I'm Scared

It takes a lot to scare me. I'm a strong woman. Like Juzy always say - an alpha female. I have always known that I can survive in any environment and excel. New places, beginnings - no problem. So why is it then that after receiving the pre-deployment email last week, I have been a WRECK

I'm scared not knowing what the future holds for me there.
I'm scared I'm making a huge mistake. For me. For Jong. Most especially Jonnor.
I'm scared Iife will be worse for me there. For us.
I'm scared I will fail.
I'm scared to end up in a lousy company with even lousier co-workers.
I'm scared not being able to be there for Jonnor.
I'm scared something bad will happen to me.
I'm scared of coming back home empty-handed.

I don't know why I'm so worried now when these things doesn't faze me before. 
Is it because of Jonnor? Because it's not just about me anymore? There's a human being, a child, who will be affected by any decision I make so I have to ensure that I only choose the best one? 
And why am I stressed about these things all of a sudden when it was I who wanted this in the first place? I had worked for this chance! And I waited patiently.
Am I not prepared? I had 17 months of preparation for this!
Isn't this the goal?

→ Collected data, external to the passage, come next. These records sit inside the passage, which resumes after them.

PR #1227, opened 2021-04-10
feat(http-client,cli): Rename docOpts to opts in http api

stbrody:
This is technically a breaking change to the HTTP api, but a minor one. It seemed worth doing to avoid having an arg called docOpts when we're moving away from calling all doctypes (streamtypes) documents.

### DIFF
--- a/packages/3id-did-resolver/src/__tests__/vectors.json
+++ b/packages/3id-did-resolver/src/__tests__/vectors.json
@@ -159,13 +159,13 @@
       }
     },
     "http://localhost:7007/api/v0/documents": [{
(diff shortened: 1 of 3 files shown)


oed (changes requested):
Can we please add backwards compatibility here? This could otherwise cause issues if we launch ELP without all packages updated everywhere.

oed:
Couldn't we just keep this api as is and rename the param when we introduce the `streams` endpoint?

stbrody:
> Couldn't we just keep this api as is and rename the param when we introduce the `streams` endpoint?

That's a good idea, I'll do that

Issue #1179, opened 2021-03-30
Rename DocID to StreamID


stbrody:
There may be some extra complexity here around handling Symbols used for equality comparisons

PR #1237, opened 2021-04-12
feat(cli,http-client): Update HTTP API to use streams terminology

stbrody:
Also updates the MultiQueries API since that also affects the http API.

Did some simple manual testing of a new daemon with an old http-client. I used an old CLI to create and update a tile document, and to pin, unpin, and list pins.  Anything beyond what's covered by that doesn't have test coverage of backwards compatibility.


oed (commented):
Let's maybe wait and rebase on #1179 once merged?

PR #1249, opened 2021-04-13
feat(core,http-client,cli): Update config options from document to stream-based terminology

stbrody:


packages/cli/src/__tests__/ceramic-daemon.test.ts
```diff
@@ -89,7 +89,7 @@ describe('Ceramic interop: core <> http-client', () => {
         const port = await getPort()
         const apiUrl = 'http://localhost:' + port
         daemon = new CeramicDaemon(core, { port })
-        client = new CeramicClient(apiUrl, { docSyncInterval: 500 })
+        client = new CeramicClient(apiUrl, { streamSyncInterval: 500 })
```
oed, line 92: Maybe just call it `syncInterval`?

oed (approved):

PR #2144, opened 2022-05-04
feat(core): replace cas-dev for dev-unstable with cas-qa

v-stickykeys:
Now that we have the qa environment up and running, dev-unstable network should anchor to it by default

### DIFF
--- a/packages/core/src/ceramic.ts
+++ b/packages/core/src/ceramic.ts
@@ -58,7 +58,7 @@ const DEFAULT_ANCHOR_SERVICE_URLS = {
   [Networks.MAINNET]: 'https://cas.3boxlabs.com',
   [Networks.ELP]: 'https://cas.3boxlabs.com',
   [Networks.TESTNET_CLAY]: 'https://cas-clay.3boxlabs.com',
-  [Networks.DEV_UNSTABLE]: 'https://cas-dev.3boxlabs.com',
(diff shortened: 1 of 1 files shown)


packages/core/src/ceramic.ts
```diff
@@ -58,7 +58,7 @@ const DEFAULT_ANCHOR_SERVICE_URLS = {
   [Networks.MAINNET]: 'https://cas.3boxlabs.com',
   [Networks.ELP]: 'https://cas.3boxlabs.com',
   [Networks.TESTNET_CLAY]: 'https://cas-clay.3boxlabs.com',
-  [Networks.DEV_UNSTABLE]: 'https://cas-dev.3boxlabs.com',
+  [Networks.DEV_UNSTABLE]: 'https://cas-qa.3boxlabs.com',
```
smrz2001, line 61: Should this be injected from Terraform instead?

smrz2001: Ok to do it this way for now, though 👍🏼

smrz2001 (approved):
🚢

packages/core/src/ceramic.ts
v-stickykeys: not really. these should be hardcoded. shouldn't rely on ppl running ceramic daemon to import these via environment variable

smrz2001: Ok, makes sense 👍🏼

stbrody (approved):

PR #2145, opened 2022-05-04
fix(canary-integration): Increase test fixture cleanup timeout

stbrody:
I don't really understand why @zachferland's recent commit would have made this teardown take longer.
I suspect that wasn't actually the root cause, and the issue was some upstream package getting updated and slowing down, although it is suspicious that the test that keeps failing is exactly the test file that zach's recent commit touched.  Something fishy is definitely going on here, but hopefully increasing the timeout on the teardown here will help


ukstv:
LGTM lol

PR #2146, opened 2022-05-05
chore(core,stream-tile-handler): Move schema validation out of core and into streamtype-specific code

stbrody:


packages/stream-tile-handler/src/tile-document-handler.ts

The lifelong dream of growing old in a 1st world country? So why am I rattled when the time came to officially start it?

I am not able to sleep soundly or eat properly this past week. It's like I'm in a state of panic all the time. I have approximately 17 days left and I don't know where to start or how. I can't think straight. I need more time. Time to get my shit together. Time to mentally and emotionally set myself up for this. But as my batchmate in the US said: "If they say you gotta go, you gotta go!"







Comments

  1. Huh! It is not like you are going out of the country for the first time to work. You eat English for breakfast so why be afraid going to an English-speaking nation when you didn’t feel the same going to an Arab country? You are going to a place where you have adopted family, friends and cousins not to mention that Hollywood have brought the American culture to the Filipino consciousness. USA is probably the only place in the entire planet where an educated Filipino can go and immediately feel at home.